[Stored items]
PR #600, opened 2020-07-17
WIP: change default hardware profile to not set root device hints

dhellmann:
Change the default behavior to not set an explicit root device hint
based on the hardware profile. This relies on Ironic's default
behavior of choosing the first disk that is bigger than 4GB to hold
the image, which can often bypass issues such as recovery drives or
other devices appearing as `/dev/sda`.

### DIFF
--- a/docs/api.md
+++ b/docs/api.md
@@ -102,13 +102,20 @@ mainly, but not only, provisioning details.
 
   | **hardwareProfile** | **Root Device** |
   |---------------------|-----------------|
-  | `unknown`           | /dev/sda        |
+  | `unknown`           | *none*          |
   | `libvirt`           | /dev/vda        |
   | `dell`              | HCTL: 0:0:0:0   |
   | `dell-raid`         | HCTL: 0:2:0:0   |
   | `openstack`         | /dev/vdb        |
 
   **NOTE:** These are subject to change.
+
+  When the hardware profile is not specified, and the `unknown`
+  profile is used, no root device hints are provided to the
+  provisioning tool. In that case, the tool tries to use the first
+  drive with more than 4GB of space. The actual device selected may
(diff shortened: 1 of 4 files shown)


docs/api.md
```diff
@@ -102,7 +102,7 @@ mainly, but not only, provisioning details.
 
   | **hardwareProfile** | **Root Device** |
   |---------------------|-----------------|
-  | `unknown`           | /dev/sda        |
+  | `unknown`           | *none*          |
```
zaneb, line 105: Should we document what happens in this case?

dhellmann: I added some text below the table.

shibaPuppy:
@dhellmann 
Does ironic automatically configure root device if there is no value for root device?

dhellmann:
> @dhellmann
> Does ironic automatically configure root device if there is no value for root device?

Yes, it looks for the first device larger than 4GB and uses that.

docs/api.md
```diff
@@ -102,14 +102,21 @@ mainly, but not only, provisioning details.
...
   | `dell`              | HCTL: 0:0:0:0   |
   | `dell-raid`         | HCTL: 0:2:0:0   |
   | `openstack`         | /dev/vdb        |
 
   **NOTE:** These are subject to change.
 
+  When the hardware profile is not specified, and the `unknown`
+  profile is used, no root device hints are provided to the
+  provisioning tool. In that case, the tool tries to use the first
+  drive with more than 4GB of space. The actual device selected may
```
maelk, line 116: tiny nit : that behaviour is specific to Ironic, maybe it would be good to make that clear ?

dhellmann:
I think instead of this, we should update the API to remove the profile entirely.

PR #180, opened 2022-04-20
cli: compiler: runtime: merge cloud runtime and local runtime

eandre:
This commit combines the two runtime implementations Encore has provided
into a single runtime. This is done in order to simplify future
development by reducing the amount of duplication necessary to implement
new functionality.

APIs internal to Encore are hidden from the API docs through the use
of the "encore_internal" build tag, which the compiler now always
provides. Additionally, in order to switch on/off certain functionality
for local development only there is now a "encore_local" build tag
which is passed in by default by the daemon when compiling for
local development.

Finally to bring the runtimes to parity with each other we now
generate auth keys in the daemon when starting up the app locally,
in order to exercise the production code paths. Similarly the local
runtime outputs JSON logs instead of preformatted console logs,
and the conversion to console formatting happens in the CLI.


runtime/go.mod
```diff
@@ -3,25 +3,40 @@ module encore.dev
 go 1.18
 
 require (
-	github.com/felixge/httpsnoop v1.0.2
+	github.com/felixge/httpsnoop v1.0.1
```
DomBlack, line 6: It looks like we've done some downgrades in here; we should stick to the newer versions of `httpsnoop` and `pgx`, `pgconn` & `pgproto3`

DomBlack (dismissed):
Small nit comment; but otherwise looks good

DomBlack (approved):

→ **ASSIGNMENT**
After reading through the records, retype all of them exactly.

→ **RESPONSE TO THE TASK**
PR #600, opened 2020-07-17
WIP: change default hardware profile to not set root device hints

dhellmann:
Change the default behavior to not set an explicit root device hint
based on the hardware profile. This relies on Ironic's default
behavior of choosing the first disk that is bigger than 4GB to hold
the image, which can often bypass issues such as recovery drives or
other devices appearing as `/dev/sda`.

### DIFF
--- a/docs/api.md
+++ b/docs/api.md
@@ -102,13 +102,20 @@ mainly, but not only, provisioning details.
 
   | **hardwareProfile** | **Root Device** |
   |---------------------|-----------------|
-  | `unknown`           | /dev/sda        |
+  | `unknown`           | *none*          |
   | `libvirt`           | /dev/vda        |
   | `dell`              | HCTL: 0:0:0:0   |
   | `dell-raid`         | HCTL: 0:2:0:0   |
   | `openstack`         | /dev/vdb        |
 
   **NOTE:** These are subject to change.
+
+  When the hardware profile is not specified, and the `unknown`
+  profile is used, no root device hints are provided to the
+  provisioning tool. In that case, the tool tries to use the first
+  drive with more than 4GB of space. The actual device selected may
(diff shortened: 1 of 4 files shown)


docs/api.md
```diff
@@ -102,7 +102,7 @@ mainly, but not only, provisioning details.
 
   | **hardwareProfile** | **Root Device** |
   |---------------------|-----------------|
-  | `unknown`           | /dev/sda        |
+  | `unknown`           | *none*          |
```
zaneb, line 105: Should we document what happens in this case?

dhellmann: I added some text below the table.

shibaPuppy:
@dhellmann 
Does ironic automatically configure root device if there is no value for root device?

dhellmann:
> @dhellmann
> Does ironic automatically configure root device if there is no value for root device?

Yes, it looks for the first device larger than 4GB and uses that.

docs/api.md
```diff
@@ -102,14 +102,21 @@ mainly, but not only, provisioning details.
...
   | `dell`              | HCTL: 0:0:0:0   |
   | `dell-raid`         | HCTL: 0:2:0:0   |
   | `openstack`         | /dev/vdb        |
 
   **NOTE:** These are subject to change.
 
+  When the hardware profile is not specified, and the `unknown`
+  profile is used, no root device hints are provided to the
+  provisioning tool. In that case, the tool tries to use the first
+  drive with more than 4GB of space. The actual device selected may
```
maelk, line 116: tiny nit : that behaviour is specific to Ironic, maybe it would be good to make that clear ?

dhellmann:
I think instead of this, we should update the API to remove the profile entirely.

PR #180, opened 2022-04-20
cli: compiler: runtime: merge cloud runtime and local runtime

eandre:
This commit combines the two runtime implementations Encore has provided
into a single runtime. This is done in order to simplify future
development by reducing the amount of duplication necessary to implement
new functionality.

APIs internal to Encore are hidden from the API docs through the use
of the "encore_internal" build tag, which the compiler now always
provides. Additionally, in order to switch on/off certain functionality
for local development only there is now a "encore_local" build tag
which is passed in by default by the daemon when compiling for
local development.

Finally to bring the runtimes to parity with each other we now
generate auth keys in the daemon when starting up the app locally,
in order to exercise the production code paths. Similarly the local
runtime outputs JSON logs instead of preformatted console logs,
and the conversion to console formatting happens in the CLI.


runtime/go.mod
```diff
@@ -3,25 +3,40 @@ module encore.dev
 go 1.18
 
 require (
-	github.com/felixge/httpsnoop v1.0.2
+	github.com/felixge/httpsnoop v1.0.1
```
DomBlack, line 6: It looks like we've done some downgrades in here; we should stick to the newer versions of `httpsnoop` and `pgx`, `pgconn` & `pgproto3`

DomBlack (dismissed):
Small nit comment; but otherwise looks good

DomBlack (approved):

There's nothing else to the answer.